Clarissa se giró lentamente. "¿Perdona?"
"Eso es mío. No finjas que no sabes lo mucho que esto significa para mí."
"Zara, no conviertas esto en una actuación, niña mía."
"No lo estoy, Clarissa. Lleva mi vestido."
La sonrisa de mi madrastra se desvaneció. "Ruth tuvo una emergencia. El café se le derramó por todo el vestido."
Ruth apartó la mirada.
"Entonces podrá ponerse otra cosa."
"No hay nada más", dijo Ruth, tocando la falda. "Mamá dijo que no te importaría."
"Me importa, Ruth."
Clarissa se acercó. "Baja la voz."
"No. Trabajé seis meses para eso."
"Y ahora puedes hacer algo amable con él", dijo Clarissa. "Eso es lo que hace la familia."
Me ardían los ojos.
"¿Por qué ser familia siempre significa que tengo que perder algo?"
Por un segundo, Ruth pareció incómoda.
Clarissa no lo hizo.
"Porque Ruth lo necesita más esta noche", dijo. "Eres más fuerte."
Fuerte significaba tragar dolor en silencio.

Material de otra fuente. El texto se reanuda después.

PR #1409, opened 2022-06-10
Fix warnings -Wshift-sign-overflow, -Wzero-as-null-pointer

OfekShilon:


OfekShilon:
Apparently backwards support prevents changing NULL to nullptr - only our own build demanded it. I'll close the PR.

"Quiero mi vestido de vuelta."
Clarissa fue al armario del pasillo y sacó un viejo vestido malva cubierto de plástico.
"Tengo algo para ti."
Olía a polvo y perfume agrio, con mangas rígidas, cintura caída y hombreras como disfraces.
"No", dije.
"Antes era caro."
"No encaja."
"Entonces ponte recto. Ni siquiera te lo has probado bien."
Ruth alisó sus manos sobre mi falda azul. "Gracias, Zara. Eres un salvavidas."
"No te lo has ganado."
Su sonrisa se desvaneció. "Mamá dijo que estaba bien."
"Nada está bien, Ruth. Deberías ser más listo que eso."
Clarissa me metió el vestido malva en los brazos. "Póntelo, o quédate en casa."